◆ About this exercise: Only the lines from the one with "This PR [#17690](https://github.com/HGustavs/LenaSYS/pull/17690)" through the last belong in the output; print them exactly as given below.

◆ Records provided:
PR #17909, opened 2025-05-23
G3 2025 v8 #17599 fix course dropdown length

### LINKED ISSUE #17599: course dropdown fix (desktop)
The course dropdown is to small in sectioned, it needs to be made to take up more space in the navbar.

This is how it looks right now:
Image

This is how it should look like, does not need to be this big though, but the text in dropdown should be visible:
Image

a23lisjo:
Fixes #17599. 

### What has been changed
- A `max-width` for the dropdown has been removed making it possible to see the entire text inside the dropdown window.
- Extra: An extra closing curly-bracket was spotted in the file and was removed. 

Before:
image

After:
image

### DIFF
--- a/Shared/css/style.css
+++ b/Shared/css/style.css
@@ -7878,7 +7878,7 @@ only screen and (max-device-width: 568px) {
     bottom: 100px; /* Nudges the FAB 10px up from the bottom */
   }
 }
-}
+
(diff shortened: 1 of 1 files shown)


a22carsv (approved):
Works as intended and doesn't break anything, approved.

PR #17910, opened 2025-05-23
Fixed snapping of activation elements

a22abdjo:
The element should now continue snapping when moving from the breaking point, thus being placed beneath the cursor. Instead of calculating with deltas ( startx, targetPos) etc, the element is placed directly under the mouse using its center. These changes were implemented and made in the diagram.js file.


a23emijo (approved):
The snapping now works great and the box is following the cursor everytime. Approved! 💯

PR #17912, opened 2025-05-23
Geting rid of x and stäng button in dugga5

a23erigu:
I have deleted the x and stäng buttons in dugga5.html
I couldn't find any reference to the buttons in the js file.
Both buttons only hade generic css for buttons so no change there.

pic of how it looked
image

pic of how it is now
image


EdvinWerner (approved):
This PR has gotten rid of the stängbutton just as advertised but if one was to be really "picky" it might have been a good idea to go through the css file and delete any style associated with said button so we don't leave anything unused inside of codebase but since the PR solves the original issue it's approved for merge!

Issue #17754, opened 2025-05-20
Search dropdown not disappearing on edit course access page


b23sebth:
This problem appears to have been introduced by https://github.com/HGustavs/LenaSYS/pull/17398, but fixing the issue with creating and deleting users take precedent so this gets made into it's own separate issue. The example dropdown doesn't disappear correctly when the user stops hovering, unless leaving the dropdown from the right side. Please make the hover dissappear correctly, regardless where the mouse exits the search box.

## This problem is located in the edit course access and can be reached by:
Selecting a course -> Clicking the lock icon in the navheader while logged in
![Image](https://github.com/user-attachments/assets/53f32810-5908-42d3-bdfe-642d7435bb6b)

## Example from https://github.com/HGustavs/LenaSYS/pull/17398: 
[...]

PR #17913, opened 2025-05-23
Search dropdown not disappearing #17754

f23linan:
So this was a silly issue. The problem was that that function that removes the dropdown was empty. It was an easy fix and should now work as intended.

### DIFF
--- a/DuggaSys/accessed.js
+++ b/DuggaSys/accessed.js
@@ -73,7 +73,8 @@ function hoverSearch() {
 
 //stops displaying the dropdown when removing cursor from search bar
 function leaveSearch() {
-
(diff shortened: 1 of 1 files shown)


a23fanro (approved):
The issue seems to have 'evolved', stated in https://github.com/HGustavs/LenaSYS/issues/17754#issuecomment-2909939752

This PR now makes it so the dropdown suggestions almost never appear, only way I can make it appear is by hovering over AND inputting text in the search field at the same time. But it does fix the (new) issue that you can not input any text in the field. And since inputing text is more important that a dropdown with suggestions is, I will approve this for merge. But the issue is still in need of fixing, and a new PR is needed to fix it.

PR #17919, opened 2025-05-23
Fixed clearGitFiles and refreshGithubRepo

a23danme:
Fixed clearGitFiles and refreshGithubRepo for issue #16861

I tried testing it or looking up how to test it, maybe im dumb and its easy to test but as I understood it there iss this file "metadata2.db" that has tables on its own. Tried to download extensions as sqlite to add a row so I could delete it but I could not add one. The extension sqlite viewer worked good to view the tables but they are empty. With this said I am not 100% certain howw to test this properly.

### DIFF
--- a/DuggaSys/microservices/gitCommitService/clearGitFiles_ms.php
+++ b/DuggaSys/microservices/gitCommitService/clearGitFiles_ms.php
@@ -6,19 +6,25 @@ include_once "../../../Shared/sessions.php";
 
 global $pdo;
 
+header("Content-Type: application/json");
+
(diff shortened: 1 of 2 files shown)


d22marwi (commented):
The files are currently not in use. The old file, GitCommitService, is the one in use. This should probably be changed later, but it makes testing this solution difficult at the moment.

ClearGitFiles seems to be working, Following this path: http://localhost/lenaSYS/DuggaSys/microservices/gitCommitService/clearGitFiles_ms.php
the output is this:
success

Issue #17921, opened 2025-05-23
Sidebar should cover FAB-button on mobile


a23emijo:
The FAB-button should not be visible or clickable when the sidebar is opened in the mobile version of the diagram
![Image](https://github.com/user-attachments/assets/48bb64e9-531b-4473-b9b9-4e423be1326b)

PR #17922, opened 2025-05-23
Fixed mobile view: Make menu auto-close

a23emijo:
The menus now closes when a new menu is opened.

_**See the video down below.**_
https://github.com/user-attachments/assets/8be5f97d-8167-4b0b-a310-52353eaa8899

### DIFF
--- a/DuggaSys/diagram.js
+++ b/DuggaSys/diagram.js
@@ -522,9 +522,8 @@ function getData() {
 
     //Main mobile FAB-button
     document.getElementById("diagram-fab").addEventListener("click", () =>{
-        document.querySelectorAll('.fab-inner').forEach(button => {
-            button.style.display = button.style.display === 'flex' ? 'none' : 'flex';
-          });
+        let fabList = document.querySelector(".fab-btn-list");
+        fabList.style.display = fabList.style.display === 'none' ? 'block' : 'none';
     });
 
     //Side navbar buttons. (save, load and reset are inside diagram_dugga)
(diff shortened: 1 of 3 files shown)


a23vinge (changes requested):
The code looks great and functions as intended — I don’t see any major issues. However, I did notice that when you press the button, the overlay menu from the right doesn’t disappear. According to the pull request, it’s mentioned that “the menus now close when a new menu is opened,” so I believe this behavior needs to be addressed, if it is not now, that the button is not defined as a menu. (this can then be ignored)


https://github.com/user-attachments/assets/2473a3ab-dc1e-4c2f-b652-acbb58b23a43

As can be seen, everything seems to be working but the button when pressed deos not get prioritesed.

a23emijo:
> The code looks great and functions as intended — I don’t see any major issues. However, I did notice that when you press the button, the overlay menu from the right doesn’t disappear. According to the pull request, it’s mentioned that “the menus now close when a new menu is opened,” so I believe this behavior needs to be addressed, if it is not now, that the button is not defined as a menu. (this can then be ignored)
> 
>  Inspelning.2025-05-26.112930.mp4 
> As can be seen, everything seems to be working but the button when pressed deos not get prioritesed.

I have made an issue about this here https://github.com/HGustavs/LenaSYS/issues/17921. My isse was not to fix this 😄

a23vinge (approved):
I APPROVVEE NOW!

PR #17934, opened 2025-05-26
Codeviewer single box view fixed #17746

### LINKED ISSUE #17746: Viewing specific boxes in codeviewer looks bad
In codeviewer if you press the hamburger menu in the top bar you can select to only see specific boxes.

If you do then you get a view of only that box but it looks really bad with it just stopping where the code ends.
Pls at least extend the background a bit down to make it look better (maybe even to the end of the screen depending on what looks the best).

pic of how it looks when viewing all the boxes.
Image

pic of how it looks when viewing one box.
Image

a23erigu:
I have fixed the issue of the singular view in codeviewer looking horrible.
it now covers the entire screen.
I also fix the extra vertical scroll that always existed in code viewer.

How it looks now
image

how it uset to look
image

### DIFF
--- a/Shared/css/style.css
+++ b/Shared/css/style.css
@@ -283,7 +283,6 @@ p {
 
 #content {
   background: var(--color-background);
-  margin: 0px 0px 15px 0px;
 }
 
 #accessedcontent {


a23simry:
change from master to group branch pls!!

a23jesja:
approved

PR #17936, opened 2025-05-26
Redo recursive relations into its own element

a23carpa:
A recursive line (self call) is now no longer a function of each element but its own separate element to be placed.
Now the user gets a error when trying to draw a line to the same element and is advised to use Self call instead.
Its named Self Call and can be selected from the menu. 
At the moment its a cube shape, but this is very easy to change in the future.

* The main issue wanted the element to only be visible when selected or having no lines connected, i where unable to do this and a issue will have to be made for that functions specifically.

* Arrows(icons), cardinality and label are not optimally placed and might need to be looked into to in future issues.

* I removed much of the old recursive functions, but not all. This requires a deeper dive and i feel a separate issue would suit it better.

I feel that this works and solves the basic problems of the recursive, its not perfect or fully complete, but also makes it easier for new implementation and fixes as it is its own element.  Hopefully the next year they can continue evolving it.
I feel i could make it better and fix the smaller issues, but i have spent to much time already on this issue and feel it would be better to make problems there own separate issues instead. 

[Screencast from 2025-05-26 11-46-40.webm](https://github.com/user-attachments/assets/531a5b52-268e-45c8-bcf8-5c94ac529fbe)

### DIFF
--- a/DuggaSys/diagram.css
+++ b/DuggaSys/diagram.css
@@ -88,6 +88,17 @@
     }
 }
 
+
+.selfcallBox {
+  pointer-events: all;
+  cursor: pointer; /* if you want the hover cursor */
+  opacity: 0;
+}
+
+.selfcallBox:hover {
+  opacity: 1;
+}
+
 #svgbacklayer {
     position: absolute;
     left: 0;
--- a/DuggaSys/diagram.php
+++ b/DuggaSys/diagram.php
@@ -624,6 +624,14 @@
         </fieldset>
         <!-- MODES FIELD ENDS HERE!! -->
 
+        <!-- Self Call -->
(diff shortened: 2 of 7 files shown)


a23kevre (approved):
I agree that the issue is solved but in another way. The arrows and labels need some polishing just like you said: example : 
image

me personally I like the menu placement, definitly agree that the issue need to be split apart. The warning or message comes up when you double click an entity with the line which was stated in the issue and is solved. There are a few bugs that will need to be figured out in the future just like you said, here is one for reference:
image

All in all even though this change needs a lot of fixing and a few bugs here and there I still approve these changes since the main issue has been solved for the most part, and it can be worked on in the future because of easy access.

Issue #17545, opened 2025-05-13
Can't move elements with pointer


a23eliax:
On mobile version, you can't drag around an element with the pointer. You can only move the entity when you are using the box selection.

https://github.com/user-attachments/assets/53fb1b9e-cbf2-48ce-b84e-8d1ebe8c6376

a23miksk:
To further specify this issue: Make elements selectable with touch in mobile mode.

PR #17937, opened 2025-05-26
Fixed pointer-tool on mobile (#17545)

b23ebbst:
Fixed the issue with being unable to select and move an element using the pointer-tool on the mobile version. The user is now able to select an element, and then move it around the grid-area. 

Is this the perfect solution? Honestly no. 
However, the main problem is solved - a user can select an element, drag it around, and can open options if they press the options-button while the element is selected. Sure, the element is not visible while dragging it around (like it is when using box-select), but at this point that feels like a minor problem that can be fixed later on (and should be it's own issue as I have not managed to fix that in the four days I've been trying to solve this). 

https://github.com/user-attachments/assets/a3bd75c1-705c-4ae4-892d-25d40bc8886e

### DIFF
--- a/DuggaSys/diagram.js
+++ b/DuggaSys/diagram.js
@@ -940,7 +940,22 @@ function setupTouchAsMouseSupport() {
         if (event.touches.length === 1) {
             const touch = event.touches[0];
 
+            // If the Pointer-tool is used, a selection can be done on one element, and movement is possible
             if (mouseMode === mouseModes.POINTER) {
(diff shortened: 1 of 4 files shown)


a23emijo (approved):
The implemented solution kinda works, it's not complete but because the user can move the elements and work with it I'm going to approve this. For some reason, when using the Pointer-tool, the element gets an offset when trying to move it. This doesn't happen when moving with Box Selection though. This problem can be solve in another issue though! 👍 

https://github.com/user-attachments/assets/b60993f1-4cff-4da3-9819-b346c393f5c6

Issue #17901, opened 2025-05-23
Add a limit to characters in savefile


a23kevre:
at the moment you can write endless amounts of characters when saving a file. This affects the notification popup:

![Image](https://github.com/user-attachments/assets/2e8fe2c3-75a7-4928-b61c-e60148ce05e2)

and it also affects the load file area badly: 

![Image](https://github.com/user-attachments/assets/9ffb2fdb-c7c2-4785-b082-2037b0aff376)

![Image](https://github.com/user-attachments/assets/593248ed-e61a-43a1-b200-a99d7dffdb3c)

not only does it affect the forced width by adding the delete button to the right of it. It also counts towards the scroll bar but with invicible text:

![Image](https://github.com/user-attachments/assets/7cb63477-6073-4c96-b823-98fe07738937)

a23emijo:
Didn't this https://github.com/HGustavs/LenaSYS/pull/17690 PR fix this?

a23emijo:
This PR https://github.com/HGustavs/LenaSYS/pull/17690 should have fixed this

a23miksk:
> This PR [#17690](https://github.com/HGustavs/LenaSYS/pull/17690) should have fixed this

Why?

PR #17940, opened 2025-05-26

◆ Answer section:
> This PR [#17690](https://github.com/HGustavs/LenaSYS/pull/17690) should have fixed this

Why?

PR #17940, opened 2025-05-26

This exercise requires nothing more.